The last thing I want to mention is the size of the fuel tank. It is much smaller than my old HMSK80 and I ran out of fuel once. So I have to be cognizant of this and with the new hour/tach meter, I'll have a better handle on this. 

Overall, I am still very happy with the machine. Any questions, feel free to PM or post.


----------



## Oneacer (Jan 3, 2011)

Every storm is unique, and everyone's drive has unique properties, and everyone has a snowblower they are used to operating, or becoming used to a new one.

The technique each person uses is self taught, depending on how they became accustomed to using it, and maybe honed some, if they applied some knowledge of others going through the same situation. 

Most every time, a homeowner can clear a driveway, with there existing machine (providing it is good operating condition), as it is mostly on how you approach it. Guaranteed, there are monsters out there as well as regular machines, and some will certainly clear snow faster.

EOD, how much of a bucket width, along with machine speeds, will always be a deciding factor that each person will have to decide, depending on snowfall, depending on there ability's, as well as there units ability.

All too often I see people going at it the wrong way. Some people just have no conception of common sense, and many also have a "Charging Charlie" mentality.


----------



## RedOctobyr (Mar 2, 2014)

Glad it handled the snow, this stuff was nasty. And a longer throwing distance can be very nice. 

My current machine throws a little further than my last one. But it's still not quite enough to throw the snow off the edge of the driveway, from the wide portion by the garage doors. A little extra throwing distance would mean only moving all the snow once, which would be a nice benefit. It's not a big deal with smaller storms, but when the snow is deep/heavy, the double-snow area gets tougher to clear.


----------



## kimber (Dec 19, 2019)

I love the throw distance, like you I only have to blow it once instead of twice, the thing is a beast! After moving this nasty stuff, not worried about anything mother nature may bring in the future.:smile2:


----------



## uberT (Dec 29, 2013)

@Clutch Cargo

Which engine on your Deluxe 28?


----------



## Clutch Cargo (Dec 27, 2015)

uberT said:


> @*Clutch Cargo*
> 
> Which engine on your Deluxe 28?


 AX 254cc (LCT)
Model: PW6HK17750. 
The same one is used on the Deluxe 24.


----------



## Bakeram1 (Nov 3, 2019)

I’m still waiting for our first real snow to break in my new Deluxe 28 with the AX 254 engine. I’m glad to hear you are not disappointed with the power of the 254. I was having a little buyer’s remorse that I didn’t travel far and wide to find a SHO model. 
We just don’t get big storms that often in SE MD, and when we do I’ll just have to take smaller bites like you suggested. Still beats shoveling!

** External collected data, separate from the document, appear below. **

PR #799, opened 2024-04-30
Update logging for download

benbierens:
Same as https://github.com/codex-storage/nim-codex/pull/792
except for download flow.

### DIFF
--- a/codex/blockexchange/engine/discovery.nim
+++ b/codex/blockexchange/engine/discovery.nim
@@ -128,15 +128,12 @@ proc discoveryTaskLoop(b: DiscoveryEngine) {.async.} =
         cid = await b.discoveryQueue.get()
 
       if cid in b.inFlightDiscReqs:
-        trace "Discovery request already in progress", cid
         continue
 
       let
         haves = b.peers.peersHave(cid)
 
-      trace "Current number of peers for block", cid, peers = haves.len
       if haves.len < b.minPeersPerBlock:
-        trace "Discovering block", cid
         try:
           let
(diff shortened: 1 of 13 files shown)


codex/blockexchange/engine/discovery.nim
```diff
@@ -128,15 +128,12 @@ proc discoveryTaskLoop(b: DiscoveryEngine) {.async.} =
         cid = await b.discoveryQueue.get()
 
       if cid in b.inFlightDiscReqs:
-        trace "Discovery request already in progress", cid
```
dryajov, line 131: Lets not remove this, but put it behind a topic for proper filtering. This trace messages exist so that we debug issues when they appear, I assure you that this will be re-added at some later point again as we run into issues.

Also, trace is really not meant to be on all the time, only for extreme cases where we want to get as full of a picture of whats going on as possible, ideally we should be either on debug or info and only enable trace when required, we also have runtime control of the log levels, so we can enable/disable without recompiling it.

dryajov (changes requested):
please see comment.

codex/blockexchange/engine/discovery.nim
benbierens: This one is restored.

Yes, we can pretty nicely set the log levels for different topics, and zoom in on whatever area we're interested in. Much of these log PRs are also for changing some trace statements that should be info, warn, or errors.

dryajov (approved):
LGTM. But something tells me we'll end up re-adding most of this at some point ;-)

PR #800, opened 2024-04-30
Bug: Large manifests encoding

benbierens:
Something strange is happening to manifests that describe large datasets when they are encoded/decoded into blocks.
The datasetSize parameter never comes out right when the dataset is 5GB or larger.

Traced the issue to: uint32 is used in protobuf-encoding for datasetSize parameters.
5GB in bytes = 5.368.709.120
uint32 max = 4.294.967.295

This PR bumps those to uint64s.


dryajov (approved):
Great find! LGTM!

Issue #770, opened 2024-04-03
[Validator] Error adding new slot while iterating existing slots


emizzle:
From @benbierens:
Seen in the wild, just now:
```
2024-04-01 14:43:27 DBG 2024-04-01 12:43:27.445+00:00 Submitting proof                           topics="marketplace sales proving" tid=1 currentPeriod=28532923 slotId=0xdd25..0457 count=6621
2024-04-01 14:43:27 TRC 2024-04-01 12:43:27.446+00:00 updated clock                              topics="contracts clock" tid=1 blockTime=1711975407 blockNumber=616 offset="-446 milliseconds, -681 microseconds, and -680 nanoseconds" count=6622
2024-04-01 14:43:27 TRC 2024-04-01 12:43:27.446+00:00 Proof not missing                          topics="codex validator" tid=1 checkedPeriod=28532922 inDowntime=false currentPeriod=28532923 count=6623
2024-04-01 14:43:27 ERR 2024-04-01 12:43:27.446+00:00 Unhandled exception in async proc, aborting topics="codex" tid=1 msg="/src/vendor/nimbus-build-system/vendor/Nim/lib/pure/collections/sets.nim(266, 13) `len(s) == length` the length of the HashSet changed while iterating over it" count=6624
```

emizzle:
this is likely a slot to the validator while at the same, existing slots to validate are being iterated. We can potentially solve this using random access (by index) instead of iteration, however there's still a potential for missing a slot that way if new slots are added while iterating existing slots. But, imho, it's better than erroring. We will see more of these incidences as the network grows. 

eg, in `codex/validation.nim`:
```diff
- for slotId in validation.slots
+ for i in 0..<validation.slots.len:
+   let slotId = validation.slots[i]
```

emizzle:
It's probably better to use an `AsyncLock` when iterating. Other option is to use a copy.

benbierens:
I assume the asyncLock does not halt the app, but simply yields control until the lock can be acquired. If that's true then it would be the most efficient solution.

PR #801, opened 2024-05-02
Use a copy of slots hashset for iteration.

benbierens:
For https://github.com/codex-storage/nim-codex/issues/770

### DIFF
--- a/codex/validation.nim
+++ b/codex/validation.nim
@@ -34,6 +34,12 @@ proc new*(
 proc slots*(validation: Validation): seq[SlotId] =
   validation.slots.toSeq
 
+proc iterateSlots(validation: Validation, action: proc(s: SlotId): Future[void] {.async.}) {.async.} =
+  # Copy of hashSet, for iteration.
+  let slots = validation.slots
+  for slotId in slots:
+    await action(slotId)
+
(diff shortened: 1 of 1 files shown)


AuHau (commented):
Can't you simply copy the slots before the `for`? I am not much of fan of this "callback iteration", IMHO `for` is much better for readability...

benbierens:
Can change it back, I just figured this would be less bug-prone. Whatever you want.

emizzle (approved):

codex/validation.nim
```diff
@@ -34,6 +34,12 @@ proc new*(
 proc slots*(validation: Validation): seq[SlotId] =
   validation.slots.toSeq
 
+proc iterateSlots(validation: Validation, action: proc(s: SlotId): Future[void] {.async.}) {.async.} =
```
dryajov, line 37: This pattern doesn't make sense and it will lead to even harder to track concurrency issue due to the introduction of async calls. 

The safer pattern is the most straightforward one, where you copy the `iterable` at the place of ussage.

benbierens: This will patch it: https://github.com/codex-storage/nim-codex/pull/809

Sent from my iPhone using Tapatalk


----------



## penna stogey (Nov 25, 2019)

Bakeram1 said:


> I’m still waiting for our first real snow to break in my new Deluxe 28 with the AX 254 engine. I’m glad to hear you are not disappointed with the power of the 254. I was having a little buyer’s remorse that I didn’t travel far and wide to find a SHO model.
> We just don’t get big storms that often in SE MD, and when we do I’ll just have to take smaller bites like you suggested. Still beats shoveling!
> 
> 
> Sent from my iPhone using Tapatalk


I'm in the same boat as you, but settled with the compact 24....For insane snow....last mega storm of 96. Next door neighbor uses his Big Kubota to clear things out...so the 24c does well for my walkway and small driveway!!! Beats the Shovel!!!
See you at Gettysburg Bike Week?


----------



## RC20 (Dec 4, 2019)

Chains or studs can be a huge help, Grip Studs has a wide selection. Costly but they work as advertised. I had the 1100 for my Ural project, you can get deeper spiral and longer studs for a tack or a tire and slow speeds stuff is not an issue for them as they go on the main road at highway speeds. 

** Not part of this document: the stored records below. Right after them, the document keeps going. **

PR #802, opened 2024-05-07
feat: one confirmation for all transactions

AuHau:
This is a follow-up fix PR for #793.

The `purchasing` module had an issue because `requestStorage` was called, and a transaction to the blockchain was created. Right away, the state machine transitioned from `pending` to `submitted` state. However, the last PR added a call to the blockchain in the `submitted` state, which requires the transaction to be already mined. This PR ensures that with a requiring confirmation of one block.

After a discussion with Mark, we agreed that we should add confirmation of one block to all transaction creation calls. Mainly because the `Market` abstraction sort of communicates that "when a call to its method finishes, then it is final". Having created a transaction that might not be included in the blockchain is not "final", hence the one confirmation.

### DIFF
--- a/codex/contracts/market.nim
+++ b/codex/contracts/market.nim
@@ -92,7 +92,7 @@ method requestStorage(market: OnChainMarket, request: StorageRequest){.async.} =
   convertEthersError:
     debug "Requesting storage"
     await market.approveFunds(request.price())
-    await market.contract.requestStorage(request)
+    discard await market.contract.requestStorage(request).confirm(1)
 
 method getRequest(market: OnChainMarket,
                   id: RequestId): Future[?StorageRequest] {.async.} =
--- a/codex/contracts/market.nim
+++ b/codex/contracts/market.nim
@@ -159,16 +159,16 @@ method fillSlot(market: OnChainMarket,
                 collateral: UInt256) {.async.} =
   convertEthersError:
     await market.approveFunds(collateral)
-    await market.contract.fillSlot(requestId, slotIndex, proof)
+    discard await market.contract.fillSlot(requestId, slotIndex, proof).confirm(1)
 
 method freeSlot*(market: OnChainMarket, slotId: SlotId) {.async.} =
   convertEthersError:
-    await market.contract.freeSlot(slotId)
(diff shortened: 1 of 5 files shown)


benbierens:
Current master commit: `1a0d2d4 - feat: expiry specified with number of seconds (#793)`
Fails the marketplace dist-test with error: `[2024-05-10T07:47:18.2957273Z] System.Exception : Contract errored: {"State":"errored","Error":"Estimate gas failed Inner exception: execution reverted: Invalid client address"}`

This branch commit: `5a24258 - test: fixing contracts tests`
Test running, will update....

emizzle:
This is likely a needed change, but it makes me think about chain reorgs. Is one confirmation enough?

codex/contracts/market.nim
```diff
@@ -92,7 +92,7 @@ method requestStorage(market: OnChainMarket, request: StorageRequest){.async.} =
   convertEthersError:
     debug "Requesting storage"
     await market.approveFunds(request.price())
-    await market.contract.requestStorage(request)
+    discard await market.contract.requestStorage(request).confirm(1)
```
markspanbroek, line 95: It is probably ok to do `confirm(0)` everywhere; we only want to need sure that it ended up in a block before moving on, so that we can be sure that any queries to the contract state take this transaction into account.

markspanbroek (approved):

markspanbroek:
> This is likely a needed change, but it makes me think about chain reorgs. Is one confirmation enough?

It most likely is when we deploy to an L2, but it does need a bit more investigation: https://github.com/codex-storage/nim-codex/issues/804

codex/contracts/market.nim
emizzle: Good point.

AuHau: I have hard time understanding what `confirm(0)` should do and if it should even work 😳 Can you please comment on the expected behavior?

AuHau: Never mind, found the implementation and understood it.

Hmm, okey I will make it zero for now and lets revisit it later with the reorg research.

I put a few in the track on the Yamaha as the neighbor paved her driveway and its new asphalts is slimy (it was gravel oddly enough before) I was slipping at the steeper bottom part. We sit about 5 feet above the street and the first pitch is pretty steep in the fist `15 feet. 

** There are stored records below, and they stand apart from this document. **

PR #806, opened 2024-05-14
Metadata in LevelDB

benbierens:
This sets LevelDB as the default store for both repo and discovery metadata.
Adds a CLI option to (fs, sqlite) to use LevelDB as primary datastore.


benbierens:
This branch passes basic dist-tests. (Marketplace skipped, confirm-fix not merged yet.)
I bet you find this is more interesting though:

Simple 1-node 1GB upload/download test:

Image of this PR branch `4cdc052 - Removes wildcard from metadata query key` = 31.8 seconds
Master image `9379c7c - Advertise manifests and trees (#797)` = 2.7 minutes

dryajov:
We should run the tests with `leveldb` if we're going to be switching to it as our main backend.

benbierens:
> We should run the tests with `leveldb` if we're going to be switching to it as our main backend.

I ran the 1Node-1GB upload/download:
repoKind=fs -> 31.3 seconds
repoKind=leveldb -> 1 minute
(same image, `4cdc052`)

It seems LevelDB is not faster than FS when it comes to storing block data. I'm not entirely surprised.
Would you like to omit leveldb from the repoKind option for this reason? Should we drop the sqlite as well and remove the option entirely?

emizzle:
all tests passed locally on my ARM machine (M2)

dryajov:
> all tests passed locally on my ARM machine (M2)

The tests aren't using leveldb, they still rely on the sqlite backend.

tbekas (approved):
LGTM

dryajov:
> > > all tests passed locally on my ARM machine (M2)
> > 
> > 
> > The tests aren't using leveldb, they still rely on the sqlite backend.
> 
> How so? Does `codex.nim:259` not switch the metadata to LevelDB?

It does for integration tests, but the unit tests are still using sqlite. It would be much safer to switch those over as well.

dryajov (approved):

benbierens:
@dryajov 
I remember we talked about the "/*" that trails our query keys, created here: https://github.com/codex-storage/nim-codex/blob/97b538961ca50909c77af298d628096e77f80a71/codex/stores/keyutils.nim#L45

I had removed this in Codex and you had pointed out that the LevelDB-DS should be made to handle this rather than change it. Which made sense, until I looked into this: https://github.com/codex-storage/nim-datastore/blob/master/tests/datastore/querycommontests.nim

It seems that we test all the datastore implementations to return nested keys without using /*. I think removing it from Codex even when using the existing datastores won't change the behavior. So if using /* is not according to datastore spec, I would propose to remove it from Codex.

elcritch (approved):
Looks good to me!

Probably new tracked machine have grippier winter compound material but it was not a thing back when I got it. 

I had a dozen studs left over from the Ural studding so I put a line down the middle of each track. 

She keeps shelving it before I can get to it (timing on weekend and holidays) so I need to get it with 6 inches of snow on the main part.
I still blow back the edge for her so she has a place to shovel the snow without an overhead lift.


Back when I had the Toro I had chains on it that worked well.


----------



## Aussieplay (Jan 4, 2020)

I have 2014 deluxe 28 here in NH. . Thing is a tank in all snow. I use Pam or off brand non stick spray or snow-jet when snow is wet. 
Keep everything lubed folks ! Even the auto turn differential. 
Glad I didn’t spring for an sho - this Juan is ffiiiiinnnneeee.


----------



## Cutter (Mar 29, 2017)

Clutch Cargo said:


> I posted this in the original thread, but perhaps it should be in a new one so it could be more easily found by potential or existing D-28 owners.
> 
> *UPDATE: 12-31-19*
> The past 48+ hours in coastal southern Maine has seen a nasty mix of snow, sleet, rain, snow and then rain again. Accumulation was 8 -12" of dense stuff with the berm at the end of our driveway being especially challenging. I can only describe this as white mason's mortar. It is by far the worst stuff I've ever had to deal with since moving to this neighborhood.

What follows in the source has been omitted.